Exiles and Emigrants
Epic Journeys to Australia in the Victorian Era
Thomas Robertson
born Scotland 1819
lived in Australia 1853-62
died Japan 1873
Red Jacket, Lightning and James Baines in Hobson's Bay c.1856
oil on wood panel
91.9 x 152.3 cm
Australian National Maritime Museum, Sydney

During the reign of Queen Victoria (1837–1901) almost fifteen million people left the British Isles in search of a better life. Exiles and Emigrants is the first art exhibition to focus on the issue of emigration during this extraordinary chapter of Australian history.

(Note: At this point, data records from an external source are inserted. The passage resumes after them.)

PR #518, opened 2017-10-08
Declare the sensio_framework_extra.view.guesser service public

derrabus:
I've tried out one of my projects with Symfony 4 and ran into an issue with SensioFrameworkExtraBundle.

```
Uncaught PHP Exception Symfony\Component\DependencyInjection\Exception\ServiceNotFoundException: "You have requested a non-existent service "sensio_framework_extra.view.guesser"."
```

bildschirmfoto 2017-10-08 um 16 42 26

The problem seems to be that the `TemplateListener` pulls a service out of the container that has not explicitly been declared public. This PR fixes the issue.

### DIFF
--- a/Resources/config/services.xml
+++ b/Resources/config/services.xml
@@ -9,7 +9,7 @@
     </parameters>
 
     <services>
-        <service id="sensio_framework_extra.view.guesser" class="%sensio_framework_extra.view.guesser.class%">
+        <service id="sensio_framework_extra.view.guesser" class="%sensio_framework_extra.view.guesser.class%" public="true">
             <argument type="service" id="kernel" />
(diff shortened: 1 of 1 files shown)


iltar:
For the next version of this bundle, it should probably be made private again and inject the services into the listener

derrabus:
@iltar This is the case in master already. Nevertheless, the 3.0 branch indicates compatibility with Symfony 4, so I thought this issue should be fixed there. :-)

fabpot:
Merging this as a bug fix in 3.0. Probably one of the last release for the 3.0 branch though.

fabpot:
Thank you @derrabus.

This powerful exhibition traces the various reasons that drove people from their homeland; the devastating potato famine in Ireland; the highland clearances in Scotland; and the agrarian revolution in England. It also explores the stories of the emigrants: their long, difficult voyage to a faraway land and their struggles to settle in the harsh, often unforgiving Australian climate.

The exhibition will include major works drawn from public and private collections in the United Kingdom, Republic of Ireland, United States of America and Australia and approximately 20 fascinating objects.

Of exceptional note is the loan of The Last of England by Ford Madox Brown, a masterpiece of the Pre-Raphaelite movement and arguably the most important image of emigration ever painted. It represents the Pre-Raphaelite sculptor Thomas Woolner, his wife and child leaving England en route to Melbourne in 1852. This work was recently voted one of Britain’s favourite works, in a special poll conducted by BBC.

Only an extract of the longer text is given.